Entertainment Bollywood 23 Dec 2016 DC Yearender 2016: B ...

DC Yearender 2016: Best Bollywood films of the year

Published Dec 23, 2016, 4:52 pm IST
Updated Dec 23, 2016, 5:30 pm IST
Stills from the films.
 Stills from the films.

Mumbai: 2016 was a roller-coaster ride, cinematically speaking. Ace filmmakers like Ashutosh Gowarikar (Mohenjo Daro) and Rakeysh Omprakash Mehra (Mirzya) failed miserably while the relatively newer lot like Neeraj Pandey (MS Dhoni :The Untold Story) and Gauri Shinde (Dear Zindagi) came in to critical and commercial success.

However, for a year as bipolar as that, Bollywood did churn out some absolute gems.

We have listed the top five Bollywood films of 2016, ones that could as well be counted amongst the best ever.

Pink - Aniruddha Roy Chowdhury:


Aniruddha Roy Chowdhury's 'Pink,' produced by Shoojit Sircar, was quite a low-key affair, all along.

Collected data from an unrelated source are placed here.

PR #1056, opened 2025-06-23
Make default PUBLISHER PRIORITY a parameter, optional in Subgroup/Datagram

ianswett:
Adds the ability to specify the parameter in PUBLISH, SUBSCRIBE_OK, and FETCH_OK.

Putting it on every Datagram and Fetch Object seems quite wasteful for most use cases, so this allows you to only specify a different value from the overall subscription value when needed.

Inspired by #1055 
Fixes: #1202

### DIFF
--- a/draft-ietf-moq-transport.md
+++ b/draft-ietf-moq-transport.md
@@ -1056,11 +1056,9 @@ implementation dependent what happens to objects that have already been
 scheduled.
 
 _Publisher Priority_ is a priority number associated with an individual
-schedulable object.  A default can be specified in the parameters of PUBLISH,
-SUBSCRIBE_OK, or FETCH_OK. Publisher priority can also be specified in the
-Extension Headers of the first Object in a subgroup, datagrams, or any
-Object in a FETCH response. If no value is specified, publisher priority
-defaults to 128.
+schedulable object.  A default can be specified in the parameters of PUBLISH, or
+SUBSCRIBE_OK. Publisher priority can also be specified in a subgroup header or
+datagram
 
 _Group Order_ is a property of an individual subscription.  It can be either
 'Ascending' (groups with lower group ID are sent first), or 'Descending'
--- a/draft-ietf-moq-transport.md
+++ b/draft-ietf-moq-transport.md
@@ -1037,8 +1037,9 @@ received and possibly scheduled.
 _Publisher Priority_ is a priority number associated with an individual
 schedulable object.  A default can be specified in the parameters of PUBLISH,
 SUBSCRIBE_OK, or FETCH_OK. Publisher priority can also be specified in the
-parameters in first Object of a subgroup, datagrams, or each Object in a
-FETCH response. If no value is specified, publisher priority defaults to 128.
+Extension Headers of the first Object in a subgroup, datagrams, or any
+Object in a FETCH response. If no value is specified, publisher priority
+defaults to 128.
 
 _Group Order_ is a property of an individual subscription.  It can be either
 'Ascending' (groups with lower group ID are sent first), or 'Descending'
@@ -1612,7 +1613,8 @@ The PUBLISHER PRIORITY parameter (Parameter Type 0x0E) specifies the priority
 of a subscription relative to other subscriptions in the same session.
 The value is from 0 to 255 and lower numbers get higher priority.
 See {{priorities}}. Priorities above 255 are invalid. The PUBLISHER PRIORITY
-parameter is valid in SUBSCRIBE_OK, PUBLISH and FETCH_OK.
+parameter is valid in SUBSCRIBE_OK, PUBLISH and FETCH_OK, as well as in
+Object Extension Headers.
 
 ## CLIENT_SETUP and SERVER_SETUP {#message-setup}
 
--- a/draft-ietf-moq-transport.md
+++ b/draft-ietf-moq-transport.md
@@ -1130,7 +1130,7 @@ scheduled.
 _Publisher Priority_ is a priority number associated with an individual
 schedulable object.  A default can be specified in the parameters of PUBLISH, or
 SUBSCRIBE_OK. Publisher priority can also be specified in a subgroup header or
-datagram
+datagram (see {{data-streams}}).
 
 _Group Order_ is a property of an individual subscription.  It can be either
 'Ascending' (groups with lower group ID are sent first), or 'Descending'
--- a/draft-ietf-moq-transport.md
+++ b/draft-ietf-moq-transport.md
@@ -1657,12 +1657,14 @@ handles a downstream request that includes those Objects re-requests them.
 
 #### PUBLISHER PRIORITY Parameter {#subscriber-priority}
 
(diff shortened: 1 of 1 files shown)


afrind:
> This appears to remove per-subgroup priorities altogether.

Oops.  I think the idea is to use another bit to datagram/subgroup_header "Priority Present".

ianswett:
> > This appears to remove per-subgroup priorities altogether.
> 
> Oops. I think the idea is to use another bit to datagram/subgroup_header "Priority Present".

Actually, the intent was to allow the PUBLISHER PRIORITY param to be used in Object Extension Headers, but I wrote parameters instead.  PTAL.

afrind:
> Actually, the intent was to allow the PUBLISHER PRIORITY param to be used in Object Extension Headers, but I wrote parameters instead. PTAL.

Oh you did this in a very subtle way:

> as well as in Object Extension Headers.

I think we need to explicitly define the extension header down where Prior Group ID Gap is defined if that's how you want to do it.

Whether it should be baked into the fields with a bit in the type, or an extension depends on how ofter we would expect the priority to change, the parameter is larger.  Would we also want a control-plane message to change the default for the track after publishing begins?

draft-ietf-moq-transport.md
```diff
@@ -1056,8 +1056,11 @@ implementation dependent what happens to objects that have already been
 scheduled.
 
 _Publisher Priority_ is a priority number associated with an individual
-schedulable object.  It is specified in the header of the respective subgroup or
-datagram, or in each object in a FETCH response.
+schedulable object.  A default can be specified in the parameters of PUBLISH,
+SUBSCRIBE_OK, or FETCH_OK. Publisher priority can also be specified in the
+Extension Headers of the first Object in a subgroup, datagrams, or any
+Object in a FETCH response. If no value is specified, publisher priority
+defaults to 128.
```
```suggestion
schedulable object.  A default can be specified in the parameters of PUBLISH, or
SUBSCRIBE_OK. Publisher priority can also be specified in a subgroup header or
datagram
```

yekuiwang (commented):
These changes look good to me.

draft-ietf-moq-transport.md
```diff
@@ -1652,6 +1653,17 @@ multi-object stream will expire earlier than Objects later in the stream. Once
 Objects have expired from cache, their state becomes unknown, and a relay that
 handles a downstream request that includes those Objects re-requests them.
 
+#### PUBLISHER PRIORITY Parameter {#subscriber-priority}
+
+The PUBLISHER PRIORITY parameter (Parameter Type 0x0E) specifies the priority of
+a subscription relative to other subscriptions in the same session.  The value
+is from 0 to 255 and lower numbers get higher priority.  See
+{{priorities}}. Priorities above 255 are invalid. The PUBLISHER PRIORITY
```
ianswett, line 1745: Nit, isn't it impossible to encode values larger than 255 anyway?

```suggestion
{{priorities}}. The PUBLISHER PRIORITY
```

afrind: For now, you can encode up to varint max, however, when we circle back to #1184 we might decide it's TV, in which case we can move it back to be one byte.

vasilvv (approved):
I think we chose to not do this originally since we did not want to block receiving objects on SUBSCRIBE_OK; with the new way we pick track alias, this is moot, so this change makes sense.

afrind:
> I think we chose to not do this originally since we did not want to block receiving objects on SUBSCRIBE_OK; with the new way we pick track alias, this is moot, so this change makes sense.

There is a potential race condition with the design in this PR.  If SUBSCRIBE_OK set's default publisher priority to 10 but the objects arrive first without a priority field, then they will get Priority 128.  Assuming we follow this up with a publisher message to update the default, the race condition will be there too.  The publisher can avoid it by sending objects with the priority until it is (pretty) sure that the subscriber has the new default.

The race condition is further exacerbated because a caching relay could receive the same object and compute the priority differently, which elsewhere we say is a Malformed Track.

Saving bytes in datagrams in particular seems to outweigh the possibility of a small number of misprioritized objects.  Should we add a note here acknowledging this?

vasilvv:
>  If SUBSCRIBE_OK set's default publisher priority to 10 but the objects arrive first without a priority field, then they will get Priority 128.

I don't think that can happen, since you don't know track alias before receiving SUBSCRIBE_OK, so you can't do anything with that object anyways.

> Assuming we follow this up with a publisher message to update the default, the race condition will be there too.

Okay, that is a good point.  Should we disallow that?

draft-ietf-moq-transport.md
```diff
@@ -1128,8 +1128,9 @@ implementation dependent what happens to objects that have already been
 scheduled.
 
 _Publisher Priority_ is a priority number associated with an individual
-schedulable object.  It is specified in the header of the respective subgroup or
-datagram, or in each object in a FETCH response.
+schedulable object.  A default can be specified in the parameters of PUBLISH, or
+SUBSCRIBE_OK. Publisher priority can also be specified in a subgroup header or
+datagram
```
```suggestion
datagram (see {{data-streams}}).
```

draft-ietf-moq-transport.md
```diff
@@ -3351,6 +3373,11 @@ There are 10 defined Type values for OBJECT_DATAGRAM.
   and the Object ID is 0.  When Object ID Present is Yes, the Object ID field is
   present and encodes the Object ID.
 
+* Priority Present: If Priority Present is No, Priority is not present and this
+  Object inherits the Publisher Priority specified in the control message that
+  established the subscription.  When Priority Present is Yes, the Priority field
+  is present.
```
suhasHere, line 3379:
```suggestion
  established the subscription.  When Priority Present is Yes, the Priority field
  value is present and MUST be considered for scheduling objects.
```

suhasHere (approved):
few nits, otherwise LGTM

afrind:
> I don't think that can happen, since you don't know track alias before receiving SUBSCRIBE_OK, so you can't do anything with that object anyways.

You are right.

> Okay, that is a good point. Should we disallow that?

Disallow publisher updating the default?  That would be kind of sad since you can only get the compression benefit if you never change the priority.  If we used a mechanism with an acknowledgement, it would at least give the publisher a clear signal when it could use that.  Since we don't have a mechanism yet, we can proceed with this PR for now, and decide later.

draft-ietf-moq-transport.md
afrind: There is no anchor section for subscriber-priority (yet).  It's also defined immediately above this on line 1121.  I think a reference to subgroups and datagrams could be good though.

draft-ietf-moq-transport.md
afrind: "field is present" is used for the other optional fields (Extensions, Object ID) -- we can revisit using "field value" everywhere in an editorial pass though.

> MUST be considered for scheduling objects.

I think we have sufficient description of the normative rules around priority elsewhere.

afrind (approved):

draft-ietf-moq-transport.md
suhasHere: I do agree , but adding here doesn't hurt get the context I feel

But upon its release, the Amitabh Bachchan-Taapsee Pannu-Kirti Kulhari starrer released to such sensational acclaim that it was very much akin to cultural revolution. The film, based on a group of girls, woefully wronged by feudally and patriarchally empowered youngsters and their consequent quest for justice crusaded by a bipolar lawyer, met with unanimously favourable response. The film's achingly relatable portrayal of the hazardous situation that women of the country live in, got deserved takers. Though an over-enthusiastic performance by its superstar leading man did threaten to derail the film, the content was potent enough to prevent that from happening.

Udta Punjab - Abhishek Chaubey:


The most controversial film of the year, Abhishek Chaubey's 'Udta Punjab,' had multiple things going for it. After producers Anurag Kashyap, Vikramaditya Motwane, Vikas Bahl and Madhu Mantena pulled a major casting coup by getting an ensemble, comprising of Kareena Kapoor, Diljit Dosanjh, Alia Bhatt and Shahid Kapoor to lead the cast, the film was marred by the Indian Censor Board's ludicrous edits, followed by local political umbrage and a condemnable piracy scandal.

However, Sudip Sharma's tale on Punjab's very grave and furiously aggravating drug crisis was a sensationally poignant dramatisation, ably augmented by stellar lead acts. Though the film did get preachy towards its culmination, helplessly steering away from being an unabashed drug saga, having been made in a country were forceful pandering was a prerequisite, the powerful premise was enough to elevate it to being the cult that it is today.

Aligarh - Hansal Mehta:


Seldom has Indian films dealt with homosexuality with the measured sensitivity that it deserves. Hansal Mehta's 'Aligarh,' a biopic of Ramchandra Siras, the tragically ostracised Aligarh University professor, owing to his orientation, was a scathing testimony on the nation's collective homophobia. The film, headlined by a terrifically in-form Manoj Bajpayee, was a resounding critical success, but failed to emulate that at the box-office.'Aligarh', which also starred Hansal's 'Shahid,' actor Rajkummar Rao, addressed the very grave issue with an amazingly underplayed and saturnine acerbity.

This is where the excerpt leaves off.